I did notice on the first page of the schematic, that there is a switch (3664-303). My unit does not have that from what i can tell or it is hidden. I wonder if that is the reverse lock on some models.


----------



## gunrunnerjohn (Nov 10, 2010)

The book does cover multiple models, so I suspect the lockout switch is one of the options from the comments on that page. You might look at the actual board and see if anything is connected to those terminals where the lockout switch connects.


----------



## sjm9911 (Dec 20, 2012)

The switch, on mine is by the rear wheels, up in the engine body a bit.


----------



## rdmtgm (Nov 25, 2011)

I see from your picture that it is not the same transformer as the one I saw on e-bay, as gunrunner said you have an AC transformer. Sorry for the confusion.


----------



## PeeWhy (Nov 18, 2013)

Update: I spoke with Jeff (very nice gentleman and eager to help). Before ordering anything he suggested that i swap the wires on the motor to see if it goes forward now instead of backwards. Sure enough it went forward so we know for sure the E-unit is bad. I plan to place my order with him soon and will see if it resolves the issue.

As for the smoke, i believe the bellow (plastic round thing with a spring behind it) keeps getting stuck so it is not smoking well at all. I removed the round thing and spring, wiped it down and lubricated it but it still felt sticky. Does anyone have any tricks to keep that moving smooth? Plus the smoke stack unit is a pain in the neck to balance while trying to connect the front wheels keeping it all lined up when putting the train back together. Is there a trick to doing that or is every train unique?


----------



## gunrunnerjohn (Nov 10, 2010)

If you clean the piston off totally, it should work, at least for some time.

I never had any particular issue putting the smoke unit back together, I guess my 3rd hand is what tips the balance here.


----------



## PeeWhy (Nov 18, 2013)

Do you lubricate the piston? If so, with really thin oil or something else?


----------



## servoguy (Jul 10, 2010)

Don't use thin oil for anything. It will get gummy. Use motor oil.

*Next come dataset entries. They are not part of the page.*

PR #263, opened 2016-03-30
[YAML] Fix lexing to not interpret unquoted values with colons as keys

wbond:


FichteFoll:
Reviewed :+1: and following are some details:

The commit that broke the tests is 1def87e88c3c21910e3cf33e06d4687418aee5fe by removing the possessive quantifier, which then caused the regex engine to backtrack until before the last colon in the sequence after which the final colon in the pattern would match successfully, thus rendering the whole token as a mapping key. That way every color in a plain scalar would trigger it to be detected as a mapping key.

The solution is to either make it possessive again (not supported by sregex as of now) or explicitly only match the final colon if it's followed by a whitespace character.

I expanded the test suite to also contain a key that is followed by a line break: https://github.com/FichteForks/Packages/commit/c0d6fc8a2be4afaa926f36baa0bdfb8e3e2c6fca

wbond:
Just for future reader reference, the sregex engine is not a backtracking engine.

I believe an alternative could be written that would either re-order `match` statements, or possibly split the regex into multiple `match` rules. This should allow the lexer to accomplish the same sort of abandoning behavior as a possessive quantifier.

wbond:
Also, I cherry-picked https://github.com/FichteForks/Packages/commit/c0d6fc8a2be4afaa926f36baa0bdfb8e3e2c6fca.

It never gets gummy.


----------



## gunrunnerjohn (Nov 10, 2010)

Don't oil the piston at all. Clean it and the inside of the cylinder and leave it at that. I never oil those.


----------



## stlouieblues (Dec 22, 2013)

*Similar issue*

I have the same engine 8213 Rio Grande and it wasn't working when I setup my layout this year. Light would come one and smoker works. Took it apart and tested the motor and worked fine going around the e unit. I also confirmed current going to e unit too. I did notice that the foam on the back of the e unit was breaking down so I took electrical tape and applied it to the metal train surfaces surrounding the e unit.I ordered a new e unit but before receiving and installing it in the engine, it began working fine on Xmas day (Santa?). Which was great since the my Grand children were able to see it working. Now a week later it just stopped working again. Any thoughts? I'll replace the e unit and see what happens.


----------



## PeeWhy (Nov 18, 2013)

Sorry for the late response. Long story short, replaced my E-Unit and my smoke unit and now i have a fully functional train again! I also purchased the rubber band for the wheel as well.


----------